=== Section Start ===

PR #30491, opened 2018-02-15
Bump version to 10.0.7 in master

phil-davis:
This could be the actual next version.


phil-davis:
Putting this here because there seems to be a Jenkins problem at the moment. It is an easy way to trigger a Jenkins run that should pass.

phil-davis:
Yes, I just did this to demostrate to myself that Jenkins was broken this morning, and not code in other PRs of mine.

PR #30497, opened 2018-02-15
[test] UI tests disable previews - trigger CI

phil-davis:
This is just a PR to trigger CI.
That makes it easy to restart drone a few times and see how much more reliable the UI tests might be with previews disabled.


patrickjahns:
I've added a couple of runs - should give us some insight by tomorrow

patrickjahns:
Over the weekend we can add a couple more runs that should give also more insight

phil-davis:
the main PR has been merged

=== Section End ===
=== Section Start ===

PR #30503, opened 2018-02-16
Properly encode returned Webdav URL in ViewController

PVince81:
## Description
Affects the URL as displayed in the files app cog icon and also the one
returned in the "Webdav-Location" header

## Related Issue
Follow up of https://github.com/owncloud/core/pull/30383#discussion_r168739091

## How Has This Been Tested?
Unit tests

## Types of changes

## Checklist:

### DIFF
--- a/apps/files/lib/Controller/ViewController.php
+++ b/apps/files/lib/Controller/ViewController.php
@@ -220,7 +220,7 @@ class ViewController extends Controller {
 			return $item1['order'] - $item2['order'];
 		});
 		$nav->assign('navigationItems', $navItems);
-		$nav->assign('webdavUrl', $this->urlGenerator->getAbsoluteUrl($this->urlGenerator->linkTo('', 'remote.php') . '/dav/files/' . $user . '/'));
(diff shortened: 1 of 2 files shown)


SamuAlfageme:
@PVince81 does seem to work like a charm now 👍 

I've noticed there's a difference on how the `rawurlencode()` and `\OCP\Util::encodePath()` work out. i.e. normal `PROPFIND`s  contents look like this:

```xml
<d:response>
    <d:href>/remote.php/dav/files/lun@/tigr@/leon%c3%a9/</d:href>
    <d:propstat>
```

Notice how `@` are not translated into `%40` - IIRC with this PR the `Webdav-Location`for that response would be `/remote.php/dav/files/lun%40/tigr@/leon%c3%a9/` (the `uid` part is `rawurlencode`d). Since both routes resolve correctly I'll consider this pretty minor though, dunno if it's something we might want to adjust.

=== Section End ===

## [Instructions to follow]
For this exercise, output exactly the lines above from the line with "Bump version to 10.0.7 in master" to the line with "the main PR has been merged", counting both, and leave out the rest.

## [Response]
Bump version to 10.0.7 in master

phil-davis:
This could be the actual next version.


phil-davis:
Putting this here because there seems to be a Jenkins problem at the moment. It is an easy way to trigger a Jenkins run that should pass.

phil-davis:
Yes, I just did this to demostrate to myself that Jenkins was broken this morning, and not code in other PRs of mine.

PR #30497, opened 2018-02-15
[test] UI tests disable previews - trigger CI

phil-davis:
This is just a PR to trigger CI.
That makes it easy to restart drone a few times and see how much more reliable the UI tests might be with previews disabled.


patrickjahns:
I've added a couple of runs - should give us some insight by tomorrow

patrickjahns:
Over the weekend we can add a couple more runs that should give also more insight

phil-davis:
the main PR has been merged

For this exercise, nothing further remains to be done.